To return to Ximenez. After a long period of retirement he was made, against his will, confessor to the Queen at Valladolid. There exists an account by a witness of the sensation his thin, ascetic face caused in the court, as if an early Syrian anchorite had wandered thither. Three years later, on the death of Mendoza, the Queen's influence in Rome had Ximenez named his successor in Toledo. So angry was her confessor that he left the court. Isabella, gallant woman of heart and brain, who so enthusiastically perceived greatness in others, appealed to the Pope to order Cisneros to accept his see.

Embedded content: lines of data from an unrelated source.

PR #720, opened 2024-11-22
feat(c_sharp) add @assignment support for all possible assignable statements

prashanthsp6498:
Supports for all assignment statements.

Lambda Method
```cs
    public static string Method() => $"return result";
```

class/struct/record fields
```cs
    const int CONST_FIELD = 10;
    public static Node head;
    public static Node tempHead = new Node();

```

local variables declarations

Up to this the Archbishops of Toledo had been men of great lineage who lived with splendor. And a striking succession of master minds they make, lying ready for an historian to group in a remarkable record; scholars, statesmen, founders of hospitals and schools, now a prelate of saintly life, now a leader of armies like Archbishop Rodrigo, who having borne the standard of the Cross in the thick of the fight at Las Navas de Tolosa, chanted the Te Deum of victory on that memorable field, the first Christian foothold in Andalusia. Of all the primates of Toledo, Mendoza, "Tertius Rex," had been highest in rank and power. The monk who succeeded this prince of the church dropped all pomp and lived like a humble Franciscan. Again the undaunted Isabella appealed to her friend the Pope to advise the new Archbishop to keep up the dignity of his see before the people. Cisneros yielded outwardly, but under the veneer of display he led the ascetic life.

The Queen's insight into character had judged right. Mystic contemplator though he was, Ximenez was a born ruler: prudent, courageous, and firm. He straightened difficulties and reformed abuses. As his own moral character was stainless and his disinterestedness well proven, there was happily no inconsistency in his preaching. Gomez tells that the moral tone of society, lay and ecclesiastic, was so improved by the energetic bishop that "men seemed to have been born again."